**BRIEF**
Your answer should be every line with the word "https", copied from the data below.

**SOURCE MATERIAL**
☆ ☆ ☆ ☆

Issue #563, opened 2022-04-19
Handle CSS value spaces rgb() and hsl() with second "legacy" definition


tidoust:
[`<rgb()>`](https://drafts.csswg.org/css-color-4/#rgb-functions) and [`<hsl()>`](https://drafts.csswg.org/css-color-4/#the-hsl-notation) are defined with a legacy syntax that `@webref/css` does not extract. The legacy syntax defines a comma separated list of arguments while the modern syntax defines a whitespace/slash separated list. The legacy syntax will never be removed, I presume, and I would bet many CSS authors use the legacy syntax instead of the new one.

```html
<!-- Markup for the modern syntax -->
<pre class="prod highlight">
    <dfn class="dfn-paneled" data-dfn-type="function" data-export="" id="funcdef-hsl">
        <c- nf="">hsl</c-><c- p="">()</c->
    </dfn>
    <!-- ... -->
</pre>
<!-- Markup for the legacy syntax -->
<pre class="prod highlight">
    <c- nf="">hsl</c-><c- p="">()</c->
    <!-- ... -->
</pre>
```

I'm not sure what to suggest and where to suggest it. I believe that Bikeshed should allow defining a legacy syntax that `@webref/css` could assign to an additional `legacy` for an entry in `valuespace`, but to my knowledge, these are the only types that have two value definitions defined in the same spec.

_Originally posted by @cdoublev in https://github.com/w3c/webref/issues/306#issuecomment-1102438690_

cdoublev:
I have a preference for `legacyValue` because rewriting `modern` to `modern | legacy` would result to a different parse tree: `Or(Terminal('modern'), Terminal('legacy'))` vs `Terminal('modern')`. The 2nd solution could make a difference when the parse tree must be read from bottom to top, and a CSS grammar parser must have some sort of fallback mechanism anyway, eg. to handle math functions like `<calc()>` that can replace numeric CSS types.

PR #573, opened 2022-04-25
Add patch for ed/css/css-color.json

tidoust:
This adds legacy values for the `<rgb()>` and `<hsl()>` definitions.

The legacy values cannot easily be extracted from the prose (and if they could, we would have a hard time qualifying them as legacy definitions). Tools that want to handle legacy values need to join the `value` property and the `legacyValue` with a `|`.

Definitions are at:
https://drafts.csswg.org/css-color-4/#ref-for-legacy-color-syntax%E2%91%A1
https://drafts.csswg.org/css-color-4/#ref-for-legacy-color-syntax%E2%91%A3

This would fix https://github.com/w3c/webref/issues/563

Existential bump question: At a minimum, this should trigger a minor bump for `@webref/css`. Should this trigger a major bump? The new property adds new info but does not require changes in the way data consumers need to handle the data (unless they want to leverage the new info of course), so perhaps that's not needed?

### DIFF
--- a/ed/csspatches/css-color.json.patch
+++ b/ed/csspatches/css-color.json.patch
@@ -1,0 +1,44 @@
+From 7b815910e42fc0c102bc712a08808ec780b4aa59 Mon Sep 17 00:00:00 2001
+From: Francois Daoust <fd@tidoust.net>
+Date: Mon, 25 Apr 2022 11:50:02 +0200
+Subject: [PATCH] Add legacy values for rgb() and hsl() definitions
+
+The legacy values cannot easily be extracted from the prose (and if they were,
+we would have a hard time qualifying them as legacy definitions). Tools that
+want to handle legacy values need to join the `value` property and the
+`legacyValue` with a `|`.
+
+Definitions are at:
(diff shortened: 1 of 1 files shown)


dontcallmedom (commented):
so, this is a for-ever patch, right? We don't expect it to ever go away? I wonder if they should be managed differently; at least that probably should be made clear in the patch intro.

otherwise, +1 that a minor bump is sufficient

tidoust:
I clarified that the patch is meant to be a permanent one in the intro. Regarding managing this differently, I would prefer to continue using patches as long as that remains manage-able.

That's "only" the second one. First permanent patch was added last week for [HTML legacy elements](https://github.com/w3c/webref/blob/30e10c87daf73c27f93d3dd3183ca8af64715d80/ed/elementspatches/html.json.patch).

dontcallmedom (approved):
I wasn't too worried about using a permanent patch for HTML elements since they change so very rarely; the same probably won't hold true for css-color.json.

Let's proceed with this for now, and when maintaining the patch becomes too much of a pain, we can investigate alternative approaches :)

☆ ☆ ☆ ☆

**RESULT FOR THIS EXERCISE**
[`<rgb()>`](https://drafts.csswg.org/css-color-4/#rgb-functions) and [`<hsl()>`](https://drafts.csswg.org/css-color-4/#the-hsl-notation) are defined with a legacy syntax that `@webref/css` does not extract. The legacy syntax defines a comma separated list of arguments while the modern syntax defines a whitespace/slash separated list. The legacy syntax will never be removed, I presume, and I would bet many CSS authors use the legacy syntax instead of the new one.
_Originally posted by @cdoublev in https://github.com/w3c/webref/issues/306#issuecomment-1102438690_
https://drafts.csswg.org/css-color-4/#ref-for-legacy-color-syntax%E2%91%A1
https://drafts.csswg.org/css-color-4/#ref-for-legacy-color-syntax%E2%91%A3
This would fix https://github.com/w3c/webref/issues/563
That's "only" the second one. First permanent patch was added last week for [HTML legacy elements](https://github.com/w3c/webref/blob/30e10c87daf73c27f93d3dd3183ca8af64715d80/ed/elementspatches/html.json.patch).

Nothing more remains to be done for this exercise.